Expertise & Qualifications
- Legal/governance leader: Former Hershey SVP GC/CS; senior legal leadership at Coca‑Cola North America; prior Akin Gump partner; senior DOI roles—bringing governance, regulatory, and risk management expertise.
- Education: B.S. (NYU), J.D. (Georgetown), LL.M. in Law and Government (American University).

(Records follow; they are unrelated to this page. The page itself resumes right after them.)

PR #544, opened 2019-09-16
remove 'pfe-' from the names of pfe-icon's internal modules

mwcz:
So they aren't picked up by webrh's "pfe-*umd.js" matcher.


castastrophe:
👍 Looks good!  This will be helpful for others using similar build processes too.  Let's brainstorm soon on a more systematic fix as you suggested.

PR #556, opened 2019-09-27
Moved crucial how-to documentation

starryeyez024:
### Testing instructions

```
$ cd docs/
$ hugo server -D
```
then preview at http://localhost:1313/patternfly-elements/


docs/content/getting-started/_index.md
```diff
@@ -9,49 +9,82 @@ menu = "start"
...
+	1.  All elements are based off of pfelement.js so including the polyfills with this one file would mean you only need to include the pfelement.js file before you include anything else.
+4. Bundle all of the scripts together into one rollup, and include that.
+
 
 
 
 ## 3. Use PatternFly Elements markup
 
-You can use PatternFly Elements with other standard HTML markup in your app or page:
+Different components have different intended uses. We tend to thing of them in 3 distinct groups:
```
alazzara: typo thing should be think

docs/content/getting-started/_index.md
```diff
@@ -92,17 +125,155 @@ class App extends Component {
...
-  <pfe-card color="darkest">
-    <h2 slot="header">Dark card</h2>
-    <p>Lorem ipsum.</p>
-    <pfe-cta color="complement" priority="primary" on="dark" slot="footer">
-        <a href="#">Important call-to-action</a>
-    </pfe-cta>
-  </pfe-card>
+#### General
+
+  Priority & variant attributes change style styles globally:
```
alazzara: I think this should read:
Priority & variant attributes change styles globally:

docs/content/getting-started/_index.md
```diff
@@ -92,17 +125,155 @@ class App extends Component {
...
+
+  **Full list:**
+
+  *   `pfe-priority`
+  *   `pfe-variant`
+
+
+#### Specific
+
+Color or align attributes change specific properties
```
alazzara: I think this should read:
Color & align attributes change specific properties

docs/content/getting-started/_index.md
```diff
@@ -92,17 +125,155 @@ class App extends Component {
...
+
+<hr/>
+
+
+## FAQ
+
+### Should I use on=dark or color=darkest on my container? What's the difference?
+
+*   `on=dark` is being deprecated. Instead, custom classes already on the page should set broadcast values.
+*   The original goal for `on=dark` was all about context. But instead of having to provide another attribute somewhere, the card or a band or another container will inform any nested components that the text color needs to change through the set of broadcast variables. Existing broadcast vars (defined in `$BROADCAST-VARS`)  include: `text`, `ui-link`, `ui-link--hover`, `ui-link--visited`, `ui-link--focus`.
```
alazzara: Think this should read:
The original goal for `on=dark` was all about context, but instead of having to provide another attribute somewhere, the card, a band, or another container will inform any nested components that the text color needs to change through the set of broadcast variables.

docs/content/getting-started/_index.md
```diff
@@ -92,17 +125,155 @@ class App extends Component {
...
+  --pfe-broadcasted--color--ui-link:          var(--pfe-theme--color--ui-link--on-dark, #73bcf7);
+  --pfe-broadcasted--color--ui-link--hover:   var(--pfe-theme--color--ui-link--on-dark--hover, pink);
+  --pfe-broadcasted--color--ui-link--visited: var(--pfe-theme--color--ui-link--on-dark--visited, pink);
+  --pfe-broadcasted--color--ui-link--focus:   var(--pfe-theme--color--ui-link--on-dark--focus, pink);
+}
+```
+
+In themes (like the advanced-theme.css file from the Red Hat Theme ) we apply broadcast variables to plain links, because they are light DOM and also have default colors applied by the browser. This CSS file not only includes variables but also styles for headlines and links on the page. It sets the colors for these elements using a CSS variable, which web components can change the value of.
+
+For example, advanced-theme.css includes
```
alazzara: I think there should be a colon at the end of this sentence
For example, advanced-theme.css includes:

docs/content/getting-started/_index.md
```diff
@@ -92,17 +125,155 @@ class App extends Component {
...
+
+Instead, in the host of components, use:
+
+```
+:host {
+  color: var(--pfe-broadcasted--color--text);
+}
+```
+
+Then call theme mixin to flip colors of the on=dark on=light attributes. Default tags will use these colors. If devs implementing the component have more specific styles on their page, they will have to handle it.
```
alazzara: Seeing how it is stated earlier that `on=dark` is being deprecated should this be updated to reflect that or do you want to wait till `on=dark` is officially not supported?

docs/content/getting-started/_index.md
```diff
@@ -9,49 +9,82 @@ menu = "start"
...
+```
+
+
+
+### Container components (see also container notes below)
+
+```
+<body>
+    <pfe-card pfe-color="darkest">
+        Hello world.
```
castastrophe: Maybe wrap this in a p-tag since unwrapped text is problematic in components and it might not be good to show many demos doing that?

docs/content/getting-started/_index.md
```diff
@@ -92,17 +125,155 @@ class App extends Component {
...
 
+#### **Full list:**
+
+*   `pfe-align`
+*   `pfe-color`
+*   `vertical`
+*   `horizontal`
+
+
+## 5. Use CSS variables as needed
```
castastrophe: Suggest: Use CSS variables to provide hooks for customizing the component or as a means of updating styles based on attributes

It's a long title I know, maybe there's a more succinct way to communicate those two things.

castastrophe:
```suggestion
## 5. Use CSS variables to provide hooks for customization or as a means of updating internal styles
```

docs/content/getting-started/_index.md
starryeyez024: removed, thanks!

docs/content/getting-started/_index.md
starryeyez024: updated, thx!

docs/content/getting-started/_index.md
starryeyez024: updated, thx!

docs/content/getting-started/_index.md
starryeyez024: updated, thx!

docs/content/getting-started/_index.md
starryeyez024: updated, thx!

docs/content/getting-started/_index.md
```diff
@@ -92,17 +125,155 @@ class App extends Component {
...
+
+CSS variables are subject to the normal cascade, so consider where you want these overrides to propogate.
```
castastrophe:
```suggestion
CSS variables are subject to the normal cascade, so consider where you want these overrides to propagate.  We strongly recommend assigning internal variables or "local" variables to a property only once in a component and then utilizing the cascade to update the value of the variable.  For example:

```scss
:host {
     padding: var(--pfe-card--Padding, 20px);
}

:host([pfe-size="small"]) {
    --pfe-card--Padding: 10px;
}
 ```

castastrophe: Sorry the suggestion tool was getting confused by my insertion of the code block so that formatting will need to be cleaned up.

starryeyez024: This code example seems like a good addition to the theming section (please add!) but this getting-started doc is just for folks who are using the components, so they wouldn't be adding host CSS

docs/content/getting-started/_index.md
starryeyez024: thx, updated

docs/content/getting-started/_index.md
starryeyez024: thanks, updated

docs/content/getting-started/_index.md
castastrophe: +1 Will make a note to add that to the theming section instead!

PR #557, opened 2019-10-01
Documentation: support table

starryeyez024:
### What has changed and why
Moved status information about components to docs site and out of readme.

### Testing instructions

1. `cd docs`
2. `hugo server -d`
3. visit http://localhost:1313

image


starryeyez024:
Updated to public version of google doc

PR #572, opened 2019-10-17
adding a schema to pfe-icon-panel

kylebuch8:


elements/pfe-icon-panel/src/pfe-icon-panel.json
```diff
@@ -0,0 +1,99 @@
...
+        }
+      }
+    },
+    "attributes": {
+      "title": "Attributes",
+      "type": "object",
+      "properties": {
+        "icon": {
+          "title": "Icon",
+          "type": "string"
```
castastrophe: Can you add `"prefixed": false` to these attributes so it's clear they're unprefixed?

elements/pfe-icon-panel/src/pfe-icon-panel.json
```diff
@@ -0,0 +1,99 @@
...
+          "enum": [
+            "lightest",
+            "lighter",
+            "base",
+            "darker",
+            "darkest",
+            "complement",
+            "accent"
+          ],
+          "default": "base"
```
castastrophe: @starryeyez024 Do you think the default background color for a circled icon should be gray or would it make sense in this case to make it complement or accent?

elements/pfe-icon-panel/src/pfe-icon-panel.json
```diff
@@ -0,0 +1,99 @@
...
+        },
+        "centered": {
+          "title": "Centered",
+          "type": "Boolean",
```
castastrophe: Types in schema are weirdly lowercase 🤷‍♀

elements/pfe-icon-panel/src/pfe-icon-panel.json
```diff
@@ -0,0 +1,99 @@
...
+        },
+        "stacked": {
+          "title": "Stacked",
+          "type": "Boolean",
+          "default": false
+        },
+        "circled": {
+          "title": "Circled",
+          "type": "Boolean",
+          "default": false
```
castastrophe: @starryeyez024 Do you think this should this be true too for the default?

starryeyez024: Hmm, good question! I'm thinking that usually we opt into flair, so maybe the circle should be an add-on.

elements/pfe-icon-panel/src/pfe-icon-panel.json
starryeyez024: I'll echo the same idea, that bright colors are flair, so let's keep it basic (gray) by default.

elements/pfe-icon-panel/src/pfe-icon-panel.json
castastrophe: 👍

PR #596, opened 2019-10-30
feat: set PFE default accent color to red

starryeyez024:
I opened this to socialize the idea that we've talked about before which is bringing in official colors into the rep, but also because IE11 doesn't inherit CSS vars so our buttons are orange on prod in IE11.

- Boardroom capabilities: Audit oversight, compliance/ethics programs, and ERM/scoping with internal/external auditors; chairs FE Audit Committee.
Equity Ownership
| Measure | Value |
|---|---|
| Beneficially owned FE shares | 4,497 (as of Mar 17, 2025) |
| Percent of class | <1% (“*” denoted) |
| Director Deferred Stock Units (DDCP) payable in stock | 22,957 units |
| Director share ownership guideline | 6× annual cash retainer ($720,000 in common stock) within five years; minimum 100 shares within 90 days of election. |
| Guideline compliance status | Each director has either attained or is expected to attain within allotted time. |
| Anti‑hedging/anti‑pledging policy | Directors prohibited from short sales, options/derivatives; Designated Insiders prohibited from margin accounts or pledging FE securities. |
Governance Assessment
- Board effectiveness signal: As Audit Chair, Turner leads oversight of financial reporting integrity, compliance/ethics, ERM, and coordinated cybersecurity risk oversight—a critical governance function for FE given legacy HB6 matters; Audit recommended inclusion of 2024 audited financials in FE’s 10‑K.
- Independence and engagement: Board confirmed her independence; overall Board attendance ~94% in 2024 and >75% for all directors, indicating strong engagement.
- Alignment and pay practices: Director pay is a mix of cash retainer and equity; Turner’s 2024 total director compensation was $299,908 (cash $140,000; equity $159,908). Share ownership guidelines and anti‑hedging/pledging policies reinforce alignment.
- Other directorships: Addition to Chemours’ Board (independent; governance and compensation committees) enhances external perspective; SEC 8‑K notes no related‑party transactions tied to her appointment.
- RED FLAGS: None disclosed specific to Turner. FE’s Related Person Transactions Policy is robust; Governance Committee determined no related person transactions for independent directors; director fees standard; no hedging/pledging; no director tax gross‑ups disclosed.
Additional context: FE’s 2024 Say‑on‑Pay passed with over 95% support, and governance practices include independent committee composition, executive sessions, and shareholder engagement—supporting investor confidence.